This morning's better-than-expected number of initial jobless claims was not enough to lift U.S. stocks today, as the benchmark S&P 500 ended the session with a 0.2% loss. The narrower Dow Jones Industrial Average (DJINDICES:^DJI) was essentially flat, down just three hundredths of a percentage point. On Monday evening, I pondered whether the momentum rally had just stalled and, while the jury is still out on that question, there does seem to have been a shift away from high(er)-beta shares this week, including technology and small-capitalization shares, both of which continued to underperform the S&P 500 today.
Furthermore, the technology-heavy Nasdaq Composite Index (NASDAQINDEX:^IXIC) and the small-cap Russell 2000 Index have been very tightly correlated since the beginning of the week, particularly during the past two days. One of the high-profile growth stocks that underperformed today is Tesla Motors (NASDAQ: TSLA), which lost 2.6%. While Tesla's stock is already down by more than a fifth from its 52-week high, the price remains significantly above its intrinsic value (more on this below), which suggests that further declines could occur.
A possible catalyst for today's drop was the publication of a research note by Wedbush Securities, lowering its price target for the stock from $295 to $275 on the basis that:
We take a moderately more conservative position on evidence of rising risks for Tesla's Giga Factory with a noncommittal commentary from Panasonic and supply chain indications that materials asking prices are rising. [Note: the gigafactory -- Tesla Motors' own term -- refers to a planned battery manufacturing facility.]
Nevertheless, whether $295 or $275, these are breathtaking numbers as another, more interesting piece of research published this week demonstrates. I have referenced in the past the blog of Aswath Damodaran, who is a professor of finance at New York University and the guru on stock valuation. On Tuesday, he published his revised valuation of Tesla Motors. The good news for Tesla bulls is that his new estimate of Tesla's per-share value has risen by two-thirds compared to when he performed the same exercise in September. The bad news is that, at $112.50, it is barely more than half the current share price.

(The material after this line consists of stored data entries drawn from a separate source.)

PR #3066, opened 2023-08-23
`Configuration`: log warning if attempting to use observer mode with StoreKit 2

NachoSoto:
See also https://github.com/RevenueCat/revenuecat-docs/pull/299.

Since #3032 developers using observer mode need to configure the SDK with the correct StoreKit 2 setting.

### DIFF
--- a/Sources/Misc/Deprecations.swift
+++ b/Sources/Misc/Deprecations.swift
@@ -400,7 +400,7 @@ extension CustomerInfo {
 
 public extension Configuration.Builder {
 
-    /// Set `usesStoreKit2IfAvailable`. If `true`, the SDK will use StoreKit 2 APIs internally. If disabled, it will use StoreKit 1 APIs instead.
+    /// Set `storeKit2Setting`. If `true`, the SDK will use StoreKit 2 APIs internally. If disabled, it will use StoreKit 1 APIs instead.
     /// - Parameter usesStoreKit2IfAvailable: enable StoreKit 2 on devices that support it.
     /// Defaults to  `false`.
     /// - Important: This configuration flag has been deprecated, and will be replaced by automatic remote configuration in the future.
--- a/Sources/Purchasing/Configuration.swift
+++ b/Sources/Purchasing/Configuration.swift
@@ -53,6 +53,7 @@ import Foundation
 
     private init(with builder: Builder) {
         Self.verify(apiKey: builder.apiKey)
+        Self.verify(observerMode: builder.observerMode, storeKit2Setting: builder.storeKit2Setting)
 
         self.apiKey = builder.apiKey
         self.appUserID = builder.appUserID
@@ -129,12 +130,14 @@ import Foundation
          * Set `observerMode`.
          * - Parameter observerMode: Set this to `true` if you have your own IAP implementation and want to use only
          * RevenueCat's backend. Default is `false`.
+         *
+         * - Warning: This assumes your IAP implementation uses StoreKit 1.
+         * Observer mode is not compatible with StoreKit 2.
          */
-        @objc public func with(observerMode: Bool) -> Builder {
+        @objc public func with(observerMode: Bool) -> Configuration.Builder {
             self.observerMode = observerMode
             return self
         }
-
         /**
          * Set `userDefaults`.
          * - Parameter userDefaults: Custom `UserDefaults` to use
@@ -286,6 +289,12 @@ extension Configuration {
         case .validApplePlatform: break
         case .legacy: Logger.debug(Strings.configure.legacyAPIKey)
         case .otherPlatforms: Logger.error(Strings.configure.invalidAPIKey)
+        }
+    }
+
+    fileprivate static func verify(observerMode: Bool, storeKit2Setting: StoreKit2Setting) {
+        if observerMode, storeKit2Setting.usesStoreKit2IfAvailable {
+            Logger.warn(Strings.configure.observer_mode_with_storekit2)
         }
     }
 
--- a/Tests/APITesters/SwiftAPITester/SwiftAPITester/ConfigurationAPI.swift
+++ b/Tests/APITesters/SwiftAPITester/SwiftAPITester/ConfigurationAPI.swift
@@ -14,7 +14,7 @@ func checkConfigurationAPI() {
         .with(apiKey: "")
         .with(appUserID: "")
         .with(appUserID: nil)
-        .with(observerMode: false)
+        .with(observerMode: true)
         .with(userDefaults: UserDefaults.standard)
         .with(dangerousSettings: DangerousSettings())
         .with(dangerousSettings: DangerousSettings(autoSyncPurchases: true))
@@ -29,4 +29,10 @@ func checkConfigurationAPI() {
             .with(entitlementVerificationMode: .informational)
             .build()
     }
+}
+
+@available(*, deprecated)
+func checkDeprecatedConfiguration(_ builder: Configuration.Builder) {
+    _ = builder
+        .with(usesStoreKit2IfAvailable: false)
 }
--- a/Sources/Logging/Strings/ConfigureStrings.swift
+++ b/Sources/Logging/Strings/ConfigureStrings.swift
@@ -33,6 +33,8 @@ enum ConfigureStrings {
 
     case observer_mode_enabled
 
+    case observer_mode_with_storekit2
+
     case response_verification_mode(Signing.ResponseVerificationMode)
 
     case delegate_set
@@ -98,6 +100,8 @@ extension ConfigureStrings: LogMessage {
             return "StoreKit 2 support enabled"
         case .observer_mode_enabled:
             return "Purchases is configured in observer mode"
+        case .observer_mode_with_storekit2:
+            return "Observer mode is not currently compatible with StoreKit 2"
         case let .response_verification_mode(mode):
             switch mode {
             case .disabled:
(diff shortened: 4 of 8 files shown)


Sources/Purchasing/Configuration.swift
```diff
@@ -129,9 +129,23 @@ import Foundation
...
+
+        /**
+         * Set `observerMode` with a corresponding `StoreKit 2` setting.
+         * - Parameter observerMode: Set this to `true` if you have your own IAP implementation and want to use only
+         * RevenueCat's backend. Default is `false`.
+         * - Parameter storeKit2: Set this to `true` if your own IAP implementation uses StoreKit 2. Default is `false`.
+         */
+        @objc public func with(observerMode: Bool, storeKit2: Bool) -> Builder {
             self.observerMode = observerMode
+            self.storeKit2Setting = .init(useStoreKit2IfAvailable: storeKit2)
```
tonidero, line 148: I'm wondering whether we really need to keep `useStoreKit2IfAvailable` deprecated... Considering we still need to use it here. Also, devs can potentially do `.with(observerMode: false, storeKit2: true)`, to bypass the deprecation and achieve the same result, so it's pretty much as if it wasn't deprecated...

Sources/Purchasing/Configuration.swift
```diff
@@ -129,9 +129,23 @@ import Foundation
          * Set `observerMode`.
          * - Parameter observerMode: Set this to `true` if you have your own IAP implementation and want to use only
          * RevenueCat's backend. Default is `false`.
+         *
+         * - Note: This assumes your IAP implementation uses StoreKit 1.
+         * If you use StoreKit 2, use ``with(observerMode:storeKit2:)`` instead.
```
tonidero, line 134: I wonder if we should deprecate this method and ask people to use the other one to make it more explicit...

tonidero (approved):
I'm wondering about whether we need to undeprecate the storekit 2 setting... But I understand linking observer mode to the storeKit2 setting, so I think this is probably better

Sources/Purchasing/Configuration.swift
vegaro: I think that would be a good way to notify developers that are currently using this function

vegaro (approved):

Sources/Purchasing/Configuration.swift
NachoSoto: Yeah I'll do that.

Sources/Purchasing/Configuration.swift
NachoSoto: > Also, devs can potentially do .with(observerMode: false, storeKit2: true)

Yeah maybe the method should have never been `.with(observerMode: Bool)` but instead `.enableObserverMode()`.

Sources/Purchasing/Configuration.swift
NachoSoto: Done.

Tests/APITesters/SwiftAPITester/SwiftAPITester/ConfigurationAPI.swift
```diff
@@ -30,3 +30,10 @@ func checkConfigurationAPI() {
             .build()
     }
 }
+
+@available(*, deprecated)
+func checkDeprecatedConfiguration(_ builder: Configuration.Builder) {
+    _ = builder
+        .with(usesStoreKit2IfAvailable: false)
```
NachoSoto, line 37: This was missing from the API tester.

Sources/Purchasing/Configuration.swift
aboedo: Feels a little odd to have to select "storekit 2 false" now, like, I'm not sure that tells you all that much about what's happening. 

How about 

```swift

enum StoreKitVersion {
    case StoreKit1, StoreKit2
}

.with(observerMode: Bool, storeKitVersion: StoreKitVersion) -> Builder {
```

(well, with changes for objc compatibility for the enum and stuff)

NachoSoto: Isn't that the same for `usesStoreKit2IfAvailable`? We made that a `Bool` too.
While we're at it, we could add an overload of that one to use this new enum. What do you think?

aboedo: > we could add an overload of that one to use this new enum
to the deprecated one? would the overload also be deprecated?

NachoSoto: Yeah, both. It would also have to need a new name, probably `.with(storeKit2Version:)`

aboedo: I wouldn't add a new API that's already deprecated when we add it. 
I was only suggesting that 

```swift
.with(observerMode: false, storeKitVersion: storeKit1)
```

might be slightly more expressive than
```swift
.with(observerMode: false, storeKit2: false)
```

Sources/Misc/Deprecations.swift
```diff
@@ -420,6 +420,19 @@ public extension Configuration.Builder {
         return self
     }
 
+    /**
+     * Set `observerMode`.
+     * - Parameter observerMode: Set this to `true` if you have your own IAP implementation and want to use only
+     * RevenueCat's backend. Default is `false`.
+     *
+     * - Note: This assumes your IAP implementation uses StoreKit 1.
```
aboedo, line 428:
```suggestion
     * - Warn: This assumes your IAP implementation uses StoreKit 1.
```

Can't remember if `Warn` is the exact keyword, but I'm shooting for the yellow warning sign

Sources/Purchasing/Configuration.swift
aboedo: That way the docstring can read something like 

```swift
* Set `observerMode` with a corresponding `StoreKit` implementation
* - Parameter storeKitVersion: Set this to the StoreKit implementation 
* your app uses for purchases. 
* I.e.: if your app uses StoreKit 1, set it to `.storeKit1`, 
* and if your app uses StoreKit 2, set it to `.storeKit2`. 
* Apps using StoreKit 1 use `SKPaymentQueue` for transactions, 
* whereas StoreKit 2 uses `StoreKit.Product.Purchase`. 
```

Added some more text in case folks don't know which is which. Apple removed many of the SK1 docs, so I think it's likely that folks will start getting confused about this over time as SK1 slowly fades away

aboedo (approved):

Sources/Purchasing/Configuration.swift
NachoSoto: I'd avoid adding a new enum + docs + Obj-C equivalent etc just for one API.
But I do think it makes sense to change the deprecated method (which arguably won't be once we fully support SK2) to use it as well.

Sources/Misc/Deprecations.swift
NachoSoto: Oh yeah. It's warning, I'll change it:
```suggestion
     * - Warning: This assumes your IAP implementation uses StoreKit 1.
```

NachoSoto:
Planning to ship this with the paywalls release since they both require a minor.

Sources/Purchasing/Configuration.swift
aboedo: > I'd avoid adding a new enum + docs + Obj-C equivalent etc just for one API.
But I do think it makes sense to change the deprecated method (which arguably won't be once we fully support SK2) to use it as well.

I missed this comment but that makes a lot of sense

Sources/Purchasing/Configuration.swift
aboedo: If a developer is _currently_ using this function, it's almost certain that they're using SK1, though, right? Like, it seems fairly unlikely that you: 
- have an existing SK1 implementation that you don't want to touch, but you want RC, so you add observer mode
- decide that you _do_ want to move into SK2, but still want to keep RC in observer mode

Right? 

So I'd vote to just keep a single method with a default to sk1

NachoSoto:
Updated this per our conversation:
- Not deprecated `.with(observerMode:)`
- Not deprecated `.with(observerMode:usesStoreKit2:)`
- Deprecated `.with(usesStoreKit2IfAvailable:)`

NachoSoto:
Changing this since we can't support observer mode + SK2.

tonidero (approved):

slavasemeniuk:
> Changing this since we can't support observer mode + SK2.

Hey, is there any insights on availability of SK 2 support for the observer mode?
Thanks

slavasemeniuk:
> > Changing this since we can't support observer mode + SK2.
> 
> Hey, is there any insights on availability of SK 2 support for the observer mode?
> Thanks

Also is there any way to just manually call something like ‘trackPurchase(transaction)’?

NachoSoto:
> Also is there any way to just manually call something like ‘trackPurchase(transaction)’?

@slavasemeniuk 
We are indeed looking into adding that exact API in our continuous effort to better support StoreKit 2 :)

Sources/Misc/Deprecations.swift
```diff
@@ -400,7 +400,7 @@ extension CustomerInfo {
 
 public extension Configuration.Builder {
 
-    /// Set `usesStoreKit2IfAvailable`. If `true`, the SDK will use StoreKit 2 APIs internally. If disabled, it will use StoreKit 1 APIs instead.
+    /// Set `storeKit2Setting`. If `true`, the SDK will use StoreKit 2 APIs internally. If disabled, it will use StoreKit 1 APIs instead.
```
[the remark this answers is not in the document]
aboedo: should we use double backticks to create a code reference then, so mismatches get caught at the docs generation step?

aboedo (commented):
do we plan on doing the syncObserverModePurchase thing? Is this an intermediate step?

NachoSoto:
> do we plan on doing the syncObserverModePurchase thing? Is this an intermediate step?

Yup that's the plan (@MarkVillacampa do you think you can take on that? I think you're pretty familiar with the setup now, and I'm happy to support you in the process :))

This is an intermediate step. Once the API is available we can remove the warning and update the documentation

If you own shares of Tesla Motors or are considering owning them, I cannot urge you strongly enough to read Professor Damodaran's blog post in its entirety (as well as the discussion in the comments section, in which he participates.) Not only does Professor Damodaran present and discuss his assumptions, but he also provides links to his valuation spreadsheets so that investors can perform their own analyses.
Finally, the post contains some broader thoughts on the nature of investing that are filled with wisdom. Prof. Damodaran is a value investor, at least insofar as "investment philosophy is built on the foundation that you should buy an asset only if trades at a price less than your estimated value for that asset." As such, he "cannot justify buying Tesla at the current price;" however, he allows that people may follow other approaches:
Your philosophy on investing may be different from mine, and probably better (or at least more lucrative). If you are a Tesla stockholder, though, I hope that you are one for the right reasons. That would include being a trader (whose focus is price, not value), buying into the disruption model or investing on the expectation of an acquisition, but it would not include investing because others have been making money on the stock, equity research analysts are bullish or just because you love the company, its products or its CEO.
In other words, the only rational, purely fundamental reason for buying the stock is believing in the disruption model (read the post to understand what this means.) There is nothing wrong with that per se, but it looks like a very long odds bet to me.